Hi, James Thanks for your info. From the description in comment #7 it seems that this issue is related with EC. In the AML code the temperature is obtained by reading the EC internal register.And on your laptop there exists the EC GPE storm. Will you please try the attached four patches on the latest kernel(2.6.27-rc6) and see whether the problem still exists?
Created attachment 17820 [details] patch 1/4: Don't issue the burst disable command if EC exits the burst mode
Created attachment 17821 [details] Patch 2/4: Clear the query_pending bit only after processing EC notification event
Created attachment 17822 [details] Patch 3/4: Switch to polling mode when there is no EC GPE interrupt for some EC transactions If there is no EC GPE confirmation for some EC transactions, it will be switched to polling mode. And when EC internal register is accessed, it will work in polling mode. But the EC GPE is still enabled.
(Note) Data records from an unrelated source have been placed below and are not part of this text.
PR #2724, opened 2020-11-12
docs: modify batch-requests.md

idbeta:
`--d` should be `--data`


juzhiyuan (approved):
Good catch and looks good to me!

https://ec.haxx.se/http/http-post

spacewander (approved):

Created attachment 17823 [details] patch 4/4: Add some delay in EC GPE handler to avoid EC GPE storm
Hi, James Will you please try the attached patch set on the latest kernel(2.6.27-rc6) and see whether the problem still exists? Please add the boot option of "acpi.debug_layer=0x04010000 acpi.debug_level=0x17" and attach the output of dmesg after test. Thanks.
Created attachment 17829 [details] fast transaction Hi, please check if this patch works for you? it is supposed to be a better solution to storm problem, but your case may differ.
Hi, James Do you have an opportunity to do the test as mentioned in comment #13? Thanks.
yzhao, I managed to build the kernel with the patch applied, but couldn't get it to boot (it didn't find the root logical volume for some reason, stopped at switchroot with "Booting has failed"). I don't know what I've done wrong yet, I'll try the patch later on a Fedora development kernel and see if that works.
Hi, James Maybe you should use the same .config file with the 2.6.26.2 Fedoral kernel. thanks.
Created attachment 18046 [details] patch vs 2.6.27-rc7 This version of Alexey's fast transaction patch has been checked into the acpi-test tree. Please let us know if you have any troubles with it. thanks, -Len
shipped in linux-2.6.28-rc1 closed commit 7c6db4e050601f359081fde418ca6dc4fc2d0011 Author: Alexey Starikovskiy <astarikovskiy@suse.de> Date: Thu Sep 25 21:00:31 2008 +0400 ACPI: EC: do transaction from interrupt context
Sorry I've not been able to provide further info over the past few weeks --- I'll try giving a 2.6.28-series kernel a go and check that this problem has been fixed.